- _EXERCISE INSTRUCTIONS_
Write out, word for word, every line in the data below from the one containing "- [x] Added support for generating" to the one containing "(diff shortened: 1 of 16 files shown)", both of them included.

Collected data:
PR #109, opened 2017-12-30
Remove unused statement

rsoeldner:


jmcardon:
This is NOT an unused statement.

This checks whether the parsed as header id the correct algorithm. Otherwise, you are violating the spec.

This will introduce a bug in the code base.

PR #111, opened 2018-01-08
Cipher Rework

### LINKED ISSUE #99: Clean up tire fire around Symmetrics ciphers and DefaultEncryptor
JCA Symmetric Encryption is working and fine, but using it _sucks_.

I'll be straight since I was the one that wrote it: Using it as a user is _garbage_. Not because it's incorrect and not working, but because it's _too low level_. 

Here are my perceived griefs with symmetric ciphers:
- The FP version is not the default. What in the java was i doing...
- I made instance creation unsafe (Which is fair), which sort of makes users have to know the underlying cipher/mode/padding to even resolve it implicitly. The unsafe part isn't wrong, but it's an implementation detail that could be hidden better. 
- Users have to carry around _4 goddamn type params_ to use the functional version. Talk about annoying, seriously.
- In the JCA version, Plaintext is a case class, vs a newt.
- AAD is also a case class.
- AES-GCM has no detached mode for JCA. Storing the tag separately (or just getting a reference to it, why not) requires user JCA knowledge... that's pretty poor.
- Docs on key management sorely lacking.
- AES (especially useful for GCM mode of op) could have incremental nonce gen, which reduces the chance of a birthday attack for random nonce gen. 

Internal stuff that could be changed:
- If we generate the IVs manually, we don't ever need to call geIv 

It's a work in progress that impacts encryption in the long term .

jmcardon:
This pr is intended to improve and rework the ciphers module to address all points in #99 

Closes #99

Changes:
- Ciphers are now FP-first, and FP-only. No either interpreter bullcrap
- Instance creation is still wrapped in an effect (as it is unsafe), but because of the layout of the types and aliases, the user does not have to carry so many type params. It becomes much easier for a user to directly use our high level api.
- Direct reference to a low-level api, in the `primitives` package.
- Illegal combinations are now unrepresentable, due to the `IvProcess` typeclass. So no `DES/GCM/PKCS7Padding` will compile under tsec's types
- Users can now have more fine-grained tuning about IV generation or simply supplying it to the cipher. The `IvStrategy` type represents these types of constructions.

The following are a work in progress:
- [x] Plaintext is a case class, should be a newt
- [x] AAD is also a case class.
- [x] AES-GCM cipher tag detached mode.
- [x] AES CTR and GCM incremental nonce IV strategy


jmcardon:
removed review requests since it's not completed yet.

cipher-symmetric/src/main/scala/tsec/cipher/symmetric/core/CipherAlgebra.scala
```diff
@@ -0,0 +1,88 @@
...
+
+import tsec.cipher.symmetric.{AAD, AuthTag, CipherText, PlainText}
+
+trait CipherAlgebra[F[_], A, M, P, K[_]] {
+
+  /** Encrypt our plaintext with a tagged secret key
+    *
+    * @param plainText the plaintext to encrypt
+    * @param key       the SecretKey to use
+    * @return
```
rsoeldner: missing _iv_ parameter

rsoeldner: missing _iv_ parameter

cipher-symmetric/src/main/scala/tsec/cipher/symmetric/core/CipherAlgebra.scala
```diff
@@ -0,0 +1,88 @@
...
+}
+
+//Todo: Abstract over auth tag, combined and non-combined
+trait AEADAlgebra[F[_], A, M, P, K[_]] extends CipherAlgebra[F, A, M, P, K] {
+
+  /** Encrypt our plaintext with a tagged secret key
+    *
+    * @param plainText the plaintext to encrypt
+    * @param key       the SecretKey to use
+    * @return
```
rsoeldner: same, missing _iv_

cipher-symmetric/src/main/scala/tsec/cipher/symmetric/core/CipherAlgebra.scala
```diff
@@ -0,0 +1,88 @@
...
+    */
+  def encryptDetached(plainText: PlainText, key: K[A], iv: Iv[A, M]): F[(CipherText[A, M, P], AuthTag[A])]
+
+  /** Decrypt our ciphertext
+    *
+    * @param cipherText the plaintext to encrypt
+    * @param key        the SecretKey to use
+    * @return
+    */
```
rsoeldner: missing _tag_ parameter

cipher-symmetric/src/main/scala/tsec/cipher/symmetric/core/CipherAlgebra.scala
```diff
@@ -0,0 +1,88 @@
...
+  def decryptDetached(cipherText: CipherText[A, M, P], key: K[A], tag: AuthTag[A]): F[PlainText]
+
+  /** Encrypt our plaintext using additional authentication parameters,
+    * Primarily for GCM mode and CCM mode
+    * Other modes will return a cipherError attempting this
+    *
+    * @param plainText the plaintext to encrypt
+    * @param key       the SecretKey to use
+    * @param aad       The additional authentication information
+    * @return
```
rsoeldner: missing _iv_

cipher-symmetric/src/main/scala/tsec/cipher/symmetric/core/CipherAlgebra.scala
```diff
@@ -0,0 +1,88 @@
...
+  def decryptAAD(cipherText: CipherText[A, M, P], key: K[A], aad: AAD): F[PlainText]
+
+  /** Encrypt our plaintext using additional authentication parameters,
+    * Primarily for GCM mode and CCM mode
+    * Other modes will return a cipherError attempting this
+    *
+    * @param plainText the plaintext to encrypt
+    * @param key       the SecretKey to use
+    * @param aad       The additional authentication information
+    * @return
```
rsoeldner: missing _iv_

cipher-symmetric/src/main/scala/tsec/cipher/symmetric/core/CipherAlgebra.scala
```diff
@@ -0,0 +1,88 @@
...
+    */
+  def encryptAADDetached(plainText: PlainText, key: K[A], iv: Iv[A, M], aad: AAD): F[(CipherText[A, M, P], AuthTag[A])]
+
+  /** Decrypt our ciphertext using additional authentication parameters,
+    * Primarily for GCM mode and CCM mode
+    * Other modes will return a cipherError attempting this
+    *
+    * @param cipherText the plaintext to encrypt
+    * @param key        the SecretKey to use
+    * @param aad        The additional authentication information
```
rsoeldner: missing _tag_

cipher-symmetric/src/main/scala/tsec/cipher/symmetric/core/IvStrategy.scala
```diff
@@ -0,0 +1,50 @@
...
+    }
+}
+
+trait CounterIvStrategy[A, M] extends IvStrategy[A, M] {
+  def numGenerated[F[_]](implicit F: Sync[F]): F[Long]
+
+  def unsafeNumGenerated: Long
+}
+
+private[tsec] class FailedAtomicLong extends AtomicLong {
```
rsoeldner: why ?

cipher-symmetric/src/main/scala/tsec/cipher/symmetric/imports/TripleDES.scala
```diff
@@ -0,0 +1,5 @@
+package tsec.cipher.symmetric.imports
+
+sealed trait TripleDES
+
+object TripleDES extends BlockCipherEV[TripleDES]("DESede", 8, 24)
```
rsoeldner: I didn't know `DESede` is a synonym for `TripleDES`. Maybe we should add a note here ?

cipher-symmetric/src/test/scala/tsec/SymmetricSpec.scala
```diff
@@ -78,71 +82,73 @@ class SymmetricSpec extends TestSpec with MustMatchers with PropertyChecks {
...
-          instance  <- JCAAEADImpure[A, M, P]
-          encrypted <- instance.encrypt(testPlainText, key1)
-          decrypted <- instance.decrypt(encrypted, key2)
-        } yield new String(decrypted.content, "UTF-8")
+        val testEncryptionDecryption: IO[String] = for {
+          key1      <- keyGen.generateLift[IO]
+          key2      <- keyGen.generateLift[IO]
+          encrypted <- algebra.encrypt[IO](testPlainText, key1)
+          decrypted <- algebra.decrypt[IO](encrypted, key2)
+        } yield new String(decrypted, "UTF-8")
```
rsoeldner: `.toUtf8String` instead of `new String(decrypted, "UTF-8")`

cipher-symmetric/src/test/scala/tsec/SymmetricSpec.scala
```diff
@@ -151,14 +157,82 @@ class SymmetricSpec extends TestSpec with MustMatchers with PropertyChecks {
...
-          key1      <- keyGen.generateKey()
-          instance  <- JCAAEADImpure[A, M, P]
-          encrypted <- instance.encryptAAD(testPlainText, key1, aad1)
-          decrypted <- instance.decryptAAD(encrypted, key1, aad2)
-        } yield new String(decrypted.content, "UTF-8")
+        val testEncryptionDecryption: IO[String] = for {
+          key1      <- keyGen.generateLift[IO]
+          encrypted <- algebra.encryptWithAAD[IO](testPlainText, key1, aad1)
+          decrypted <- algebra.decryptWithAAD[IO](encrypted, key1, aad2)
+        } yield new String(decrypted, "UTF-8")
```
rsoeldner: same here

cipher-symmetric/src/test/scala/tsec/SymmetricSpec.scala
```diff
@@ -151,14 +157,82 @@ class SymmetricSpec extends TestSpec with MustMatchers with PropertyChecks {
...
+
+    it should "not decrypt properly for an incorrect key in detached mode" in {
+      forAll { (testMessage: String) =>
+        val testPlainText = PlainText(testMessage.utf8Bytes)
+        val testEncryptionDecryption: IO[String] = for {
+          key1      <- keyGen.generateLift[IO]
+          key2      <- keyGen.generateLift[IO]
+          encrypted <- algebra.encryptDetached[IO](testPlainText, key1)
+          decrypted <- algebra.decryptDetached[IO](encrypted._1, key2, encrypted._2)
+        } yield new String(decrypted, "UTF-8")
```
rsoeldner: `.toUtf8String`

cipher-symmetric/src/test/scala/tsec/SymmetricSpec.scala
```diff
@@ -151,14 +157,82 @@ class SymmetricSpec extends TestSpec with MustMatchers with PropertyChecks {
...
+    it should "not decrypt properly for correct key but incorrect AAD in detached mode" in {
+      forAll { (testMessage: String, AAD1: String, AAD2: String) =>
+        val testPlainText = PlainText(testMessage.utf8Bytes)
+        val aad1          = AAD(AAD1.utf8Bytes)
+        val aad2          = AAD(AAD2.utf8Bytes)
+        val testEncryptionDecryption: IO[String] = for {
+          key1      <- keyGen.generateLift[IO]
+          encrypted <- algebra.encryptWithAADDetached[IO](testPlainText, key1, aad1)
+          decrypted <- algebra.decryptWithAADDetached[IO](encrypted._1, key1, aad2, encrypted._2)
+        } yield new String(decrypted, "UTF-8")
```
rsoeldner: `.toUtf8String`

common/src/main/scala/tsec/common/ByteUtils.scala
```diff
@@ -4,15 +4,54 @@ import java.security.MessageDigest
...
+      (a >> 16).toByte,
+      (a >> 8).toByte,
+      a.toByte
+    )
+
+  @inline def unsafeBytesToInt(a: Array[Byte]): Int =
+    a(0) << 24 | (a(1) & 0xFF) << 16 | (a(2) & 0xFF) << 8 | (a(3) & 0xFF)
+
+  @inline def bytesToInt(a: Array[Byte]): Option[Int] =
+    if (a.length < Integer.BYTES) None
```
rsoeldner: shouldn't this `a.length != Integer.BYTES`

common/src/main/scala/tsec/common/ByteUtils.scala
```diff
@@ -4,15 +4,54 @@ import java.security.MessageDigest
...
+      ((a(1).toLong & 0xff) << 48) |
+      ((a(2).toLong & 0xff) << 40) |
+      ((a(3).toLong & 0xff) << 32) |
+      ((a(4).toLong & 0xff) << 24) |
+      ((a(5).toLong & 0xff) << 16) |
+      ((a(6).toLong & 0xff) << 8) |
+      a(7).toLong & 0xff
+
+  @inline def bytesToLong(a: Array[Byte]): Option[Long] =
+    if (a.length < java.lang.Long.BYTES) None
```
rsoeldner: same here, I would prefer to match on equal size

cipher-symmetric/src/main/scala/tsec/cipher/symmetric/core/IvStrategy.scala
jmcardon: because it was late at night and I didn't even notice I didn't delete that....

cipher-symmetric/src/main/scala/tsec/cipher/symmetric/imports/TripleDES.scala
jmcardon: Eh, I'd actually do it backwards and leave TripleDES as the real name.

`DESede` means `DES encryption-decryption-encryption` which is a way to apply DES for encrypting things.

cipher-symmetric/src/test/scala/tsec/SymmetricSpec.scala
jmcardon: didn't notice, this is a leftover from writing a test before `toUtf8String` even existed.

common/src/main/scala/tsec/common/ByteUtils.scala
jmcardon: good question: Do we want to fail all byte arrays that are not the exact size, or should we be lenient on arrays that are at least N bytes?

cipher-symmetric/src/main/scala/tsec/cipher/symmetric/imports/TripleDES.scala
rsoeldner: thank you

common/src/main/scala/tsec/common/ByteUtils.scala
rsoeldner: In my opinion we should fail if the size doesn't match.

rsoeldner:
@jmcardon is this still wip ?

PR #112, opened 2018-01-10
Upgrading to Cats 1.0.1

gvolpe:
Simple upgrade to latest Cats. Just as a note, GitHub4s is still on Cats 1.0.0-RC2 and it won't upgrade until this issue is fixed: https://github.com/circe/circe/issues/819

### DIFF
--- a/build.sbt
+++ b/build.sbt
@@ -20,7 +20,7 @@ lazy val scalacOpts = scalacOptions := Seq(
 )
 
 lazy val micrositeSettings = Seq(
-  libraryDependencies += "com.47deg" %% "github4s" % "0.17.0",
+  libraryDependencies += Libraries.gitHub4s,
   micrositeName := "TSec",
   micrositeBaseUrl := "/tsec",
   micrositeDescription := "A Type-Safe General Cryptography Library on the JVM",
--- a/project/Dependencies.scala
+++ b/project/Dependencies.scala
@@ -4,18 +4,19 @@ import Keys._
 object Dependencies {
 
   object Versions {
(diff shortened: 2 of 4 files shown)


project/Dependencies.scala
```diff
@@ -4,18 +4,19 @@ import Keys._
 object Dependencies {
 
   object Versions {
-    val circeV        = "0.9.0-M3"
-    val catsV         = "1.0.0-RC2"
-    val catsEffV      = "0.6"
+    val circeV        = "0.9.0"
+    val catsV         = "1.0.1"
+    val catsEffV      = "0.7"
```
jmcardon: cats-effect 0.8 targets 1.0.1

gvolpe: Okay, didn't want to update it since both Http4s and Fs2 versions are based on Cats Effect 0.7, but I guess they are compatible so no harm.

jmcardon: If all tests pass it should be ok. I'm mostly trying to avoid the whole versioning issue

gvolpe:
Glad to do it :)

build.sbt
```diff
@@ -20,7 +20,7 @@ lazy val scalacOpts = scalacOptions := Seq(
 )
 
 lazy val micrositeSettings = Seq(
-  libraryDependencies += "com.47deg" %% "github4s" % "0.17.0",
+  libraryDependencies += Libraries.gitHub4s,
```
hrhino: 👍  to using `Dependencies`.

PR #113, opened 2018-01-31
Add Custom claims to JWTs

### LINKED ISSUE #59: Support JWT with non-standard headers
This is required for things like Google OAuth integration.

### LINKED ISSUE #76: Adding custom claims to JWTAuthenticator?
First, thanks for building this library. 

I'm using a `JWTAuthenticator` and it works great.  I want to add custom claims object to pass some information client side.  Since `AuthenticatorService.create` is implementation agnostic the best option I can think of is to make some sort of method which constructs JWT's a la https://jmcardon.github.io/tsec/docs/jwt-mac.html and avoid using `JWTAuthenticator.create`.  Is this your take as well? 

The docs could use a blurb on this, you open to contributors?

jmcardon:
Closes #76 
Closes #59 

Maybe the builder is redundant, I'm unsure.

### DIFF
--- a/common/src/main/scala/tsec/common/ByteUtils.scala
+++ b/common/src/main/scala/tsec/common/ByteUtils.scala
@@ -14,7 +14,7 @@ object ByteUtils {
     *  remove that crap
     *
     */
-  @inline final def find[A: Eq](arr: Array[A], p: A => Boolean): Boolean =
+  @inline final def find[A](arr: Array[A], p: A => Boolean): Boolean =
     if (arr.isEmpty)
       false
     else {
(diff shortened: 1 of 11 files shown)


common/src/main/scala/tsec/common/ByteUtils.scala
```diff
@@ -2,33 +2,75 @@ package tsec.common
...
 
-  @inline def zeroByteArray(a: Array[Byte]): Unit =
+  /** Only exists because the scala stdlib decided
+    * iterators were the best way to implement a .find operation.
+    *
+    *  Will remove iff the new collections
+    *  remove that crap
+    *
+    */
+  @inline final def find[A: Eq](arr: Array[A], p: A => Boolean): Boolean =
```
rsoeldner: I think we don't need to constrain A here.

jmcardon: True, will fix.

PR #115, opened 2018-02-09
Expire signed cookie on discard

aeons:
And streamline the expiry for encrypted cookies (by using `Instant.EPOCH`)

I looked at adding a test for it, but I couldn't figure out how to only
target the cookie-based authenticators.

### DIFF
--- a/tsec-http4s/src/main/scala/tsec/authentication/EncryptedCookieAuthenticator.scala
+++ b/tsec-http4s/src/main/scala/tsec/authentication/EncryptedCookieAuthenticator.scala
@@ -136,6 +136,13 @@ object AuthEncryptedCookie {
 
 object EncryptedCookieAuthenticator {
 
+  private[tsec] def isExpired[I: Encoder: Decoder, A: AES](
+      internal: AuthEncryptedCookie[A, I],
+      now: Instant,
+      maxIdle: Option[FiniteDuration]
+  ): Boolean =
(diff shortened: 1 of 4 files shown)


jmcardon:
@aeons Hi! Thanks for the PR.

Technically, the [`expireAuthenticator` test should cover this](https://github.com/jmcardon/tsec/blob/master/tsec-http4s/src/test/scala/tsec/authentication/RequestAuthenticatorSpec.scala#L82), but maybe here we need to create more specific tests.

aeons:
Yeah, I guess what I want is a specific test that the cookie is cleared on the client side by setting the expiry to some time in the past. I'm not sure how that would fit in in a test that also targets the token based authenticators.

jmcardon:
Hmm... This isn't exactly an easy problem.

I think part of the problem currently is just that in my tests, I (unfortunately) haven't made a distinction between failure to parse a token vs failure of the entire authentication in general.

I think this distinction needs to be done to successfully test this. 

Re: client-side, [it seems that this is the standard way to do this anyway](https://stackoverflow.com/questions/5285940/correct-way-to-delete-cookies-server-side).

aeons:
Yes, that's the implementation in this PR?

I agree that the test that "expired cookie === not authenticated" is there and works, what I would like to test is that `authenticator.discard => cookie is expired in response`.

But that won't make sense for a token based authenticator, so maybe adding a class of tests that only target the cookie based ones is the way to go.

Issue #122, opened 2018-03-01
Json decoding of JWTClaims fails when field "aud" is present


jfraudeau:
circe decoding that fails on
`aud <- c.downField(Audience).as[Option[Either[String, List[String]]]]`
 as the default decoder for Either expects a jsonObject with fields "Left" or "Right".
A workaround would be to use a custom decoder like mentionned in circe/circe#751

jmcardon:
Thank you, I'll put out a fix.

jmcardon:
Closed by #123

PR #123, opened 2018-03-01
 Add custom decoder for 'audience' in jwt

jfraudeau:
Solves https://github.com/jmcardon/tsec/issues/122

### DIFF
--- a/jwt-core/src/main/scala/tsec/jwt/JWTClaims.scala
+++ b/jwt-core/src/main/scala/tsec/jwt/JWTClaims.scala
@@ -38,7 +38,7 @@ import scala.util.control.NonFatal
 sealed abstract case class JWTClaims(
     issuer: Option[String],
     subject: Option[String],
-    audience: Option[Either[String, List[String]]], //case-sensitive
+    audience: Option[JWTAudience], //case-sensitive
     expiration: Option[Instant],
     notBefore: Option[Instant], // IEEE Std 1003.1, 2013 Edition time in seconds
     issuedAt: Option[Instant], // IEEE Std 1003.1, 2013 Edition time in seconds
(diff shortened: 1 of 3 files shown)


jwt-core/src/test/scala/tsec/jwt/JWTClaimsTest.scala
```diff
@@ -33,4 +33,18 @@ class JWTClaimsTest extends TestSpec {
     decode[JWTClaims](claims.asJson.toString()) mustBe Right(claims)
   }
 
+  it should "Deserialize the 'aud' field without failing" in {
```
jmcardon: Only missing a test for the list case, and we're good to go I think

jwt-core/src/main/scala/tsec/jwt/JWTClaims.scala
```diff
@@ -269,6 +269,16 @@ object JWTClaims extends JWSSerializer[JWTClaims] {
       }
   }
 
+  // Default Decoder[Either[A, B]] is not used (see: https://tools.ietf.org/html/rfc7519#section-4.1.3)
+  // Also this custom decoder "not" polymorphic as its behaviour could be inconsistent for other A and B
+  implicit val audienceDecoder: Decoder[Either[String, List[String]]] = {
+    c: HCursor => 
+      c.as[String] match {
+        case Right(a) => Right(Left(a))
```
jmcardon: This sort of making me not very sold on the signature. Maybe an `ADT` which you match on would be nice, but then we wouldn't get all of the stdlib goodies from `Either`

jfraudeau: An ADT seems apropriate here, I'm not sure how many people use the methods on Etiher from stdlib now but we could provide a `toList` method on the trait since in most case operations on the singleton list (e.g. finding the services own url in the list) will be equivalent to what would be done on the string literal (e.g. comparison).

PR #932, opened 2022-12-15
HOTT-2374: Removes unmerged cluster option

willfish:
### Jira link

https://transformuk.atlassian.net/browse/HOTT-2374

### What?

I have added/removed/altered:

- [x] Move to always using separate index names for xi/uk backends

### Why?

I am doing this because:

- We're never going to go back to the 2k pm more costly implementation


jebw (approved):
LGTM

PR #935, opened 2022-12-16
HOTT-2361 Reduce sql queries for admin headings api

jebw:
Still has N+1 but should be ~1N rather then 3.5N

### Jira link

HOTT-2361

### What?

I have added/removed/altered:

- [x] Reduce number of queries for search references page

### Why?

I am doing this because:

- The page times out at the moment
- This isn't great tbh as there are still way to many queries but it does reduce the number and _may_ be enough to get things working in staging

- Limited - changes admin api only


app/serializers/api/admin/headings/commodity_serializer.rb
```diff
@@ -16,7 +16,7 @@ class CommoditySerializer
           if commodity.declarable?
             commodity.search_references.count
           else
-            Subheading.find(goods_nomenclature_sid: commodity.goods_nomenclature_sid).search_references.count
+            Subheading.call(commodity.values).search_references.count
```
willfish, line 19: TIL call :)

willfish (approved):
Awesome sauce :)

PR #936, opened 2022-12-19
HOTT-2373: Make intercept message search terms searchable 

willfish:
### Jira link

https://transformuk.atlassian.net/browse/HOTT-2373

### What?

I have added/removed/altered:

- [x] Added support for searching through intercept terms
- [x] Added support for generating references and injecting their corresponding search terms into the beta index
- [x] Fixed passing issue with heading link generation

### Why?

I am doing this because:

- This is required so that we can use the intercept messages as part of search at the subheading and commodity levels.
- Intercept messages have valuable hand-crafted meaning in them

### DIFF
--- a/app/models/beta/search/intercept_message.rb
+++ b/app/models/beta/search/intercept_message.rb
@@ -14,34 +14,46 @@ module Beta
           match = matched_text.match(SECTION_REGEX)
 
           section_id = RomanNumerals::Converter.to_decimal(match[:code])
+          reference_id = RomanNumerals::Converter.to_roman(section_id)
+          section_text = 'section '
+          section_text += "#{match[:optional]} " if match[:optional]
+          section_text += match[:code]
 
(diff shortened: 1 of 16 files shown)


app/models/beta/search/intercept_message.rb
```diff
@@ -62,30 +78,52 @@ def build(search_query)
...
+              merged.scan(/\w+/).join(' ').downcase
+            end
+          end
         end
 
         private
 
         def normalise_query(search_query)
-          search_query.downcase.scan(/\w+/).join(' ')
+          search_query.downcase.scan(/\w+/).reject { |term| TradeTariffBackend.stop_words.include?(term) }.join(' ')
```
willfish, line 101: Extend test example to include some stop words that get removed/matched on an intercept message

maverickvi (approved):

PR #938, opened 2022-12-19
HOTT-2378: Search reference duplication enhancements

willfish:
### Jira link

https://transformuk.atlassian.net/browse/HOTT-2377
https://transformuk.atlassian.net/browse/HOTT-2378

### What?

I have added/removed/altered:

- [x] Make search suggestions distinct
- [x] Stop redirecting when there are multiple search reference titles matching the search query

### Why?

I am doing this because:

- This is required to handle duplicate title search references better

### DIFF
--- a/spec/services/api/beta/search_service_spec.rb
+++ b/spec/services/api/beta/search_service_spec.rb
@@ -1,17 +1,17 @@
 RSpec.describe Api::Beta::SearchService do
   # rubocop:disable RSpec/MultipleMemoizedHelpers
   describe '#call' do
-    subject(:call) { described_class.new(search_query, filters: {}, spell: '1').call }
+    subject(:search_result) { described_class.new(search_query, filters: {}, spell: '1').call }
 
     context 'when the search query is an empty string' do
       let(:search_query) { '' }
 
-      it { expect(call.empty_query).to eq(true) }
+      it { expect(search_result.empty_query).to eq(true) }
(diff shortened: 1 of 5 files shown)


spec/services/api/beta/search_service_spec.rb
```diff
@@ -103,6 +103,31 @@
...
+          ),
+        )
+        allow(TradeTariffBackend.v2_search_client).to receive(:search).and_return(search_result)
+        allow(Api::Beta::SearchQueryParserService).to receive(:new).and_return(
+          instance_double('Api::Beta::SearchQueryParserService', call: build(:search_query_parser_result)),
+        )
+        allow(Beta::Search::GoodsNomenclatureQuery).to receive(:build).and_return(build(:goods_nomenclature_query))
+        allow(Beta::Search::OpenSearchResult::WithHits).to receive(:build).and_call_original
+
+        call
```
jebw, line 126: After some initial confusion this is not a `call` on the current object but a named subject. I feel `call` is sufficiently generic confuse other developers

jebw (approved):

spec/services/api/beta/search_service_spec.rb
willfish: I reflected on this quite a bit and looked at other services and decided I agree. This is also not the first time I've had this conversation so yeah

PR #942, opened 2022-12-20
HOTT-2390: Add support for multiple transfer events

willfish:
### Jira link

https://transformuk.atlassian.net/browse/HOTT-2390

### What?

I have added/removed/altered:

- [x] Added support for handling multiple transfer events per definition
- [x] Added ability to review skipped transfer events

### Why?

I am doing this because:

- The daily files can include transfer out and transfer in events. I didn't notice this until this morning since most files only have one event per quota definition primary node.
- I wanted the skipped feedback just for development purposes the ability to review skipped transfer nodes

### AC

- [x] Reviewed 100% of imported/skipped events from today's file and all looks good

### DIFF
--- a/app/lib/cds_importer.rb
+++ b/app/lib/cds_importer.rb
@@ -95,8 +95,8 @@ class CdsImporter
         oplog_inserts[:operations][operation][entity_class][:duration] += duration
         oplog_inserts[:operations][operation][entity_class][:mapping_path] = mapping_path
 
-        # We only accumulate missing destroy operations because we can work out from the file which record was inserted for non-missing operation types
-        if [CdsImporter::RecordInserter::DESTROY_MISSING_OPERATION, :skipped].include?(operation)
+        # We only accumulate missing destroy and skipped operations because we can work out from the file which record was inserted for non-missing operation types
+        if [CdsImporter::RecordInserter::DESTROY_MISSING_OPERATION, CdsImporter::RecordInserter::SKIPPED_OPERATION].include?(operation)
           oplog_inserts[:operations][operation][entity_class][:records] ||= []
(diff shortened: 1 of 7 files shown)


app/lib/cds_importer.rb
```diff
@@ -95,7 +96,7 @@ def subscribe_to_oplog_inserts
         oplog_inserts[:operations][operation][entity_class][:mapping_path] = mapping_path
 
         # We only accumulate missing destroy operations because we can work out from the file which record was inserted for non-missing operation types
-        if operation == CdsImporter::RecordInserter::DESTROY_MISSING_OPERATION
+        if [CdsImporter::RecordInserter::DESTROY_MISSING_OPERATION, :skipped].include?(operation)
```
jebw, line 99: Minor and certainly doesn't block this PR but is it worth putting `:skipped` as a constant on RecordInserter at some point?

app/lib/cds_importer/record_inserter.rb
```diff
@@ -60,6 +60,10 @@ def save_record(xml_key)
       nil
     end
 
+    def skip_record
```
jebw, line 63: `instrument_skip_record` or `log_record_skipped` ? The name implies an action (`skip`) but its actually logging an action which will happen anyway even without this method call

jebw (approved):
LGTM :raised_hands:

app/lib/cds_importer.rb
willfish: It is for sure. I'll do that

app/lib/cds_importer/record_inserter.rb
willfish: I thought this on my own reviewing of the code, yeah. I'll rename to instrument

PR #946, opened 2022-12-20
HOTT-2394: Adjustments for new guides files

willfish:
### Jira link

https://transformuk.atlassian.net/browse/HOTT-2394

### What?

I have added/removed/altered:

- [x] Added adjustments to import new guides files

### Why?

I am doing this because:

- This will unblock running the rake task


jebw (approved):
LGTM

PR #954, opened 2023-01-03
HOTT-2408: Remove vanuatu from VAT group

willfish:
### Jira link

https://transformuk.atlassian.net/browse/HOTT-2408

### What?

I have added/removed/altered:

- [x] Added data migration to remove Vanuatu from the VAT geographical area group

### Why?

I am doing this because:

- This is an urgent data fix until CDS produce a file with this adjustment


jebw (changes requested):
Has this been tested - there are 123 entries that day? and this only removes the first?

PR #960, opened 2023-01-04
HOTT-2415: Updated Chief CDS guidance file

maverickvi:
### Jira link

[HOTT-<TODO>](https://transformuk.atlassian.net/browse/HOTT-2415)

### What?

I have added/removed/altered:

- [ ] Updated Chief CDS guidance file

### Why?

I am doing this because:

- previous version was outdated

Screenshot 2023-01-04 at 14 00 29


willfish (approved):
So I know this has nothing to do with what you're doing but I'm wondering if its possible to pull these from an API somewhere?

- _RESPONSE TO THE TASK_
- [x] Added support for generating references and injecting their corresponding search terms into the beta index
- [x] Fixed passing issue with heading link generation

### Why?

I am doing this because:

- This is required so that we can use the intercept messages as part of search at the subheading and commodity levels.
- Intercept messages have valuable hand-crafted meaning in them

### DIFF
--- a/app/models/beta/search/intercept_message.rb
+++ b/app/models/beta/search/intercept_message.rb
@@ -14,34 +14,46 @@ module Beta
           match = matched_text.match(SECTION_REGEX)
 
           section_id = RomanNumerals::Converter.to_decimal(match[:code])
+          reference_id = RomanNumerals::Converter.to_roman(section_id)
+          section_text = 'section '
+          section_text += "#{match[:optional]} " if match[:optional]
+          section_text += match[:code]
 
(diff shortened: 1 of 16 files shown)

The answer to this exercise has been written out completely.